Your instructions: Work out how many lines in the entries below include the word "starting", and give only that figure.

Data extract:

PR #318, opened 2016-06-22
Build fixes

vvs-:


src/core/system.c
```diff
@@ -1,6 +1,7 @@
 
 #include <stdio.h>
 #include <stdlib.h>
+#include <time.h>
```
TeslaRus: is it really needed? there is #include <sys/time.h>
strange... interesting what is GCC version?

vvs-: Yes, it doesn't build on Linux without these fixes. This was tested with gcc 5.3.1 and this depends not on the compiler but on glibc which is different on Linux. In fact, it could be even insufficient on any other OS. I can't test it on Windows, so I don't know if this breaks anything there.

Gh0stblade: Windows build is working with no issues without that header. Has anyone been able to check if Mac works? @cochrane

vvs-: Yes, but does it work _with_ it? It worries me that while it works flawlessly on Linux, it could be broken on any other OS. And I have no means to test it.

Gh0stblade: Yes, building under windows fine.

stohrendorf: I just requested access for Travis CI in OpenTomb, so that these questions shouldn't arise anymore once a suitable build script exists. So I guess a proper cross-platform build system which allows to compile OpenTomb (but doesn't need to create deliverable executables in the first shot, as it's only for automated compile tests) has some sort of priority.

PR #319, opened 2016-06-22
[NOT TO BE MERGED] Just some example project

vvs-:
This is NOT intended for merging. It's just a quick hack and a starting point for discussion. Also it could be useful for those adventurers who want to quickly try the new code on Linux.

The proposed build system should be more complete than the old system was. The best starting point should be @stohrendorf build system based on Hunter.

### DIFF
--- a/CMakeLists.txt
+++ b/CMakeLists.txt
@@ -1,12 +1,176 @@
 # Usage (Linux):
-#   $ cd OpenTombSrc
-#   $ mkdir build && cd build
-#   $ cmake .. && make
+#  MKDIR build folder next to opentomb folder (e.g., opentomb-build)
+#  CD into build folder
+#  cmake ../opentomb
+#  make
 
-cmake_minimum_required(VERSION 2.8)
+CMAKE_MINIMUM_REQUIRED(VERSION 2.8)
 
-project(OpenTomb)
+PROJECT(OpenTomb)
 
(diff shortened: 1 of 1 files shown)


CMakeLists.txt
```diff
@@ -1,12 +1,176 @@
...
+#  make
 
-cmake_minimum_required(VERSION 2.8)
+CMAKE_MINIMUM_REQUIRED(VERSION 2.8)
 
-project(OpenTomb)
+PROJECT(OpenTomb)
 
-message(WARNING "This CMakeLists.txt does not generate executables, it is only used to process the documentation.")
+SET(CMAKE_CXX_FLAGS "-std=c++0x")
```
stohrendorf: Maybe bump that up to `c++11` or even `c++14`.

stohrendorf:
The downside of hunter is that it requires an external file to add new packages that aren't already provided by hunter. Also, I have a few hacked (forked) repos of popular libs to make them compatible with hunter. That's maybe not such a good idea.

vvs-:
The OpenTomb established workflow depends on local in tree libraries. So, it's not that bad in comparison. Also, you already used a macro that can select between system and Hunter libraries. It should work well in practice. We should test it on OS X and Windows to assess the consequences.

stohrendorf:
From what I can tell it both works on Windows and Linux, but I can't say anything about OS X. Especially boost (if used) takes hours (!) to build on Windows, and I usually prefer to download a pre-built boost dev package and force the project to use that.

Answer to this task: 2